▶ **Saved entries**
= = = =
PR #8705, opened 2024-01-04
Dues percent change short-term fix

danieljames-dj:


WcaOnRails/app/models/country_band.rb
```diff
@@ -27,6 +27,16 @@ class CountryBand < ApplicationRecord
   # larger than the due amount per competitor calculated from the competition's country band.
   PERCENT_REGISTRATION_FEE_USED_FOR_DUE_AMOUNT = 0.15
 
+  def self.percent_registration_fee_used_for_due_amount(country_band)
```
gregorbg, line 30: A simple `return 0 if country_band.nil?` at the beginning of the method body can save you the additional if-checks

gregorbg (changes requested):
= = = =
▶ **Exercise instructions**
Exactly repeat the lines from the line that contains "WcaOnRails/app/models/country_band.rb" to the end of the entries, both included, and leave out all other lines.

▶ **Solution to the problem**
WcaOnRails/app/models/country_band.rb
```diff
@@ -27,6 +27,16 @@ class CountryBand < ApplicationRecord
   # larger than the due amount per competitor calculated from the competition's country band.
   PERCENT_REGISTRATION_FEE_USED_FOR_DUE_AMOUNT = 0.15
 
+  def self.percent_registration_fee_used_for_due_amount(country_band)
```
gregorbg, line 30: A simple `return 0 if country_band.nil?` at the beginning of the method body can save you the additional if-checks

gregorbg (changes requested):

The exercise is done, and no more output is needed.